Capacity of nearly decomposable Markovian fading channels under asymmetric receiver-sender side information

We investigate the following issue: if fast fades are Markovian and known at the receiver, while the transmitter has only a coarse quantization of the fading process, what capacity penalty comes from having the transmitter act on the current coarse quantization alone? For time-varying channels which experience rapid time variations, sender and receiver typically have asymmetric channel side information. To avoid the expense of providing, through feedback, detailed channel side information to the sender, the receiver offers the sender only a coarse, generally time-averaged, representation of the state of the channel, which we term slow variations. Thus, the receiver tracks the fast variations of the channel (and the slow ones perforce) while the sender receives feedback only about the slow variations. While the fast variations (micro-states) remain Markovian, the slow variations (macro-states) are not.

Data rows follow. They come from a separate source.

PR #20939, opened 2026-03-01
Update JRuby 10.0-dev and add 10.1-dev

headius:


headius:
The builds of JRuby 10.0-dev and 10.1-dev failed due to a new transitive dependency of activesupport, installed by the `ruby-gems` test script to verify Ruby images.

activesupport 8.1.2 depends on minitest 6.0.2 which recently started depending on the prism gem.

The prism gem currently only exists as a C library (or C extension for CRuby) and therefore requires C build tools to be present on the host system. Because JRuby has mostly JVM-based libraries (even in published gems), we do not include C build tools as part of the image.

Options:

* Remove activesupport from the libraries installed for verification by the `ruby-gems` test.
* Add C build tools to the JRuby images (we really would rather not)

FWIW, just installing these libraries is not much verification, especially on JRuby where they literally just download and unpack into the gem directory. Removing activesupport would not reduce the test coverage by much.

headius:
Also FWIW, we are working with the Prism folks to publish a pure-JVM version of the gem that will eliminate the need for build tools, but that's still WIP.

yosifkit:
Sorry for the delay. I'm working on updating our tests to work better with jruby and perhaps dived deeper than I needed to. I'll have a quick fix up today and work on a deeper fix later.

yosifkit:
Quick question, the updated 10.0-dev images are failing because they are missing `syslog`. Is it expected that the next jruby 10.0 won't have syslog? From https://github.com/jruby/jruby/pull/9198, it seems like it is supposed to, but perhaps something is missing in the container install?

```console
Ignoring syslog-0.4.0 because its extensions are not built. Try: gem pristine syslog --version 0.4.0
./container.rb:177: warning: syslog is not part of the default gems starting from Ruby 3.4.0. Install syslog from RubyGems.


require 'syslog' failed: cannot load such file -- syslog
org/jruby/RubyKernel.java:1193:in 'require'
/opt/jruby/lib/ruby/stdlib/rubygems/core_ext/kernel_require.rb:139:in 'require'
./container.rb:180:in 'block in <main>'
org/jruby/RubyArray.java:2093:in 'each'
./container.rb:177:in '<main>'

	'ruby-standard-libs' [5/10]...failed
```

headius:
@yosifkit I believe syslog was moved to a bundled gem (i.e. preinstalled in the release) for Ruby 3.4 (JRuby 10), and removed altogether for Ruby 4.0 (JRuby 10.1).

tianon:
Right, so it's unexpected that it would fail on JRuby 10.0 with that module missing :sweat_smile:  Did something go wrong with JRuby 10.0 that might cause that?

(We've got Ruby 4.0 images where it still works, so I don't think it's removed yet if they're planning to :bow:)

headius:
Apologies. I had syslog confused with the logger gem, which was slated for removal in 4.0 but I guess they decided not to do that.

I'll look into the syslog error on JRuby 10.0-dev. There were some changes recently but it should still be there (it's using the official sources now rather than our local copy).

tianon:
Would you like us to go ahead with https://github.com/docker-library/official-images/pull/20958 and get this in now as-is, or would you rather dig into that first? :eyes:

headius:
I can reproduce the same issue with both JRuby 10.0.x and CRuby 3.4 by trying to load `syslog` from `bundle exec` when it is not part of the bundle.

```
[] tmp $ cx 3.4 bundle install
Fetching gem metadata from https://rubygems.org/.
Resolving dependencies...
Bundle complete! 1 Gemfile dependency, 1 gem now installed.
Use `bundle info [gemname]` to see where a bundled gem is installed.
[] tmp $ cx 3.4 bundle exec ruby -rsyslog -e 1
warning: syslog was loaded from the standard library, but is not part of the default gems starting from Ruby 3.4.0.
You can add syslog to your Gemfile or gemspec to silence this warning.
/Users/headius/.rubies/ruby-3.4.7/lib/ruby/3.4.0/bundled_gems.rb:82:in 'Kernel.require': cannot load such file -- syslog (LoadError)
	from /Users/headius/.rubies/ruby-3.4.7/lib/ruby/3.4.0/bundled_gems.rb:82:in 'block (2 levels) in Kernel#replace_require'
```

I'll look at your PR now to see if that's what's happening here.

tianon:
I think we're just doing `require 'syslog'` :sweat_smile:

headius:
@tianon I'm still trying to sort out what all your verification scripts do, but 10.0-dev should indeed work with a simple `require 'syslog'`:

```
$ jruby -e 'require "syslog"; Syslog.open.info("hello"); puts :ok'
ok
```

headius:
> Ignoring syslog-0.4.0 because its extensions are not built.

You should also not be seeing this error after https://github.com/jruby/jruby/pull/9198. 🤔

headius:
I have reproduce the issue with the 10.0.4.0-SNAPSHOT dist tarball. Please hold.

headius:
There's a bug in our assembly of the dist artifact and it appears to be excluding some files needed to load syslog (triggering the missing extension warning). I am working on a fix and will re-push this when it works its way into the dev build.

headius:
I have the issue fixed.

We will release JRuby 10.0.4.0 tomorrow so I will just make sure the dev images come along with that.

Thanks for your help! I'm glad we found this before the 10.0.4.0 release!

We compute an approximate channel capacity in the following sense: each rate smaller than the "approximate" capacity, computed using results by Caire and Shamai, can be achieved for sufficiently large separation between the time scales for the slow and fast fades. The difference between the true capacity and the approximate capacity is O(εlog²(ε)log(-log(ε))), where ε is the ratio between the speed of variation of the channel in the macro- and micro-states. The approximate capacity is computed by power allocation between the slowly varying states using appropriate water filling.